(Material for the task)

Issue #226, opened 2022-04-21
Unyt is using a truncated version of Avogadro's number?


bc118:
It seems like Unyt is using a truncated version of Avogadro's number, being 6.0221e23.  Is this the case?  If so, I recommend the following.

The seemingly more accurate Avogadro's number is 602,214,141,070,409,084,099,072 and located here (https://www.americanscientist.org/article/an-exact-value-for-avogadros-number). 

I recommend double-checking and adding the most accurate value of Avogadro's number above if this is indeed the issue.

neutrinoceros:
Here's where the constant is hardcoded. 
https://github.com/yt-project/unyt/blob/ec5b3301c110787c9a67c600a66d8051ab8c831e/unyt/_physical_ratios.py#L103
As you can see, it has a couple more digits than you were guessing. It's also stored as a `float`, which limits the precision with which we can write it
we could change it from
`6.0221408577399995e+23` (effective current value)
to
`6.022141410704091e+23`
though this may qualify as a breaking change for other users. Personally I would agree to update it anyway, since it's technically a fix.

neutrinoceros:
The downstream compatibility issue is akin to https://github.com/yt-project/unyt/issues/144
However I don't think that `avogadros_number` is very likely to be used in yt.

bc118:
Thank you for your quick response and information.  I added by additional thought below.

The chemistry, chemical engineers, and molecular simulations people use Avogadro's number a lot as it is key to chemistry, so we have noticed the slight difference.  Therefore, we believe it is vital to use the correct number.

When checking the accuracy of our Unyt calculations compared to manual checks, the manual constants must be modified to account for the error in the Unyt Avogadro's number, or other measures are taken (for example, using "isclose" to make the comparison).

At a minimum, I believe this error in Avogadro's number should be listed in the Uynt documents because it is likely to be noticed by others and will help them quickly find the discrepancy.

neutrinoceros:
I understand. Do you use the constant directly or is it used under the hood of some application (unyt itself ?) that you have no control over ?
In the former case, we could also ship the more accurate value under a different name (and of course document it).

Whatever the situation, I'll make sure this matter is discussed and that we have a solution for the next release.

bc118:
We use it in both cases.  Users can use Unyt and put the values into our software, and/or under the hood of the software that we write and distribute.

bc118:
[...]

PR #228, opened 2022-06-08
various additions to constants and units

jzuhone:
This PR:

* Adds the dimension `angular_frequency` and the unit `rpm`.
* Adds the [Rydberg constant and Rydberg unit](https://en.wikipedia.org/wiki/Rydberg_constant).
* Removes the hard-coded value of the `elementary_charge` in two places and puts it in a variable in `physical_ratios`.
* Updates the value of Avogadro's number (closes Issue #226)

### DIFF
--- a/unyt/_physical_ratios.py
+++ b/unyt/_physical_ratios.py
@@ -101,8 +101,13 @@ elementary_charge = 1.6021766208e-19
 mu_0 = 4.0e-7 * np.pi
 # permittivity of Free Space
 eps_0 = 1.0 / (speed_of_light_m_per_s ** 2 * mu_0)
-avogadros_number = 6.022141410704091e+23
-rydberg_constant = 0.125*mass_electron_kg*elementary_charge**4/(eps_0**2*planck_mks**3*speed_of_light_m_per_s)
+avogadros_number = 6.022141410704091e23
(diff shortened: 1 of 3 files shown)


unyt/_physical_ratios.py
```diff
@@ -115,6 +122,7 @@
 kelvin_per_rankine = 5.0 / 9.0
 watt_per_horsepower = 745.69987158227022
 erg_per_s_per_watt = 1e7
+rydberg_unit = planck_mks * speed_of_light_m_per_s * rydberg_constant
```
neutrinoceros, line 125: same here ?
```suggestion
rydberg_unit_mks = planck_mks * speed_of_light_m_per_s * rydberg_constant
```
```suggestion
rydberg_unit = planck_mks * speed_of_light_m_per_s * rydberg_constant
```

neutrinoceros (commented):
Shouldn't the names of each new float constant suggest its unit or unit system as in other similar constants ?

Seems to me the following substitutions would be appropriate
```
elementary_charge -> elementary_charge_C
rydberg_constant -> rydberg_constant_mks
rydberg_unit -> rydberg_unit_mks
```

neutrinoceros (approved):

Issue #230, opened 2022-06-10
`np.divide.reduce` gives incorrect units


kyleaoman:
* unyt version: v2.8.0+82.geb511a2 (master commit eb511a2a2455e1d2d2fbccdbfbff7b142cb5625f)
* Python version: 3.10.0
* Operating System: Linux Mint 20.3 (5.4.0-113-generic)

### Description

Stumbled on an incorrect implementation while working on a subclass of unyt. The `unyt_array.__array_ufunc__` method incorrectly implements the calculation of units for the `np.divide.reduce` method. Given an array [a, b, c] with units u, the method gives a / b / c and therefore the units should be u / u / u = u ** -1, not (u**-1) ** 3 = u ** -3 as currently implemented. In other words, it's not symmetric with `np.multiply.reduce`, where u ** 3 is correct.

### What I Did

```
>>> import numpy as np
>>> import unyt
>>> ua = unyt.unyt_array([2., 2.], unyt.kpc)
>>> print(np.divide.reduce(ua))
1.0 kpc**(-2)
>>> # expected dimensionless, or in general kpc^(2-N) where N is length of array, instead of kpc^(-N)
```

PR #231, opened 2022-06-10
Bugfix for `np.divide.reduce`

kyleaoman:
Simple fix to address #230. Replaced `POWER_SIGN_MAPPING` with `POWER_MAPPING` and had this return simple functions (`lambda`s) to compute the exponent instead of just giving the sign of the exponent, which was used in the previous incorrect implementation. Added some unit tests for `np.divide.reduce` (and `np.multiply.reduce` for good measure), these fail before changes and pass afterwards. Also ran `black` and committed the result before starting so I could start with a "clean" set of tests. The functional changes are in the other two commits.

### DIFF
--- a/unyt/array.py
+++ b/unyt/array.py
@@ -139,7 +139,7 @@ from unyt.unit_registry import (
 )
 
 NULL_UNIT = Unit()
-POWER_SIGN_MAPPING = {multiply: 1, divide: -1}
+POWER_MAPPING = {multiply: lambda x: x, divide: lambda x: 2 - x}
 
 __doctest_requires__ = {
     ("unyt_array.from_pint", "unyt_array.to_pint"): ["pint"],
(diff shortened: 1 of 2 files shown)


neutrinoceros:
Hey ! thank you for your contribution (and the report).
Can you please only checkin the bits that are actually relevant to the fix ? Right now it seems you packed a bunch of unrelated style fixes, my guess is that you are using a more recent version of black than the one we have pinned here.

neutrinoceros:
For completeness, we use `black==21.12b0` at the moment

kyleaoman:
Dropped that commit.

neutrinoceros (approved):
Looks great ! thank you for adding tests and finding a minimal and elegant fix.
I'll defer to @jzuhone to merge this

jzuhone (approved):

(End Material for the task)

_Assigned task_
Only the lines from the one containing "I'll defer to @jzuhone to merge this" through the last line above belong in your answer. Retype them exactly.

_Answer for the task_
I'll defer to @jzuhone to merge this

jzuhone (approved):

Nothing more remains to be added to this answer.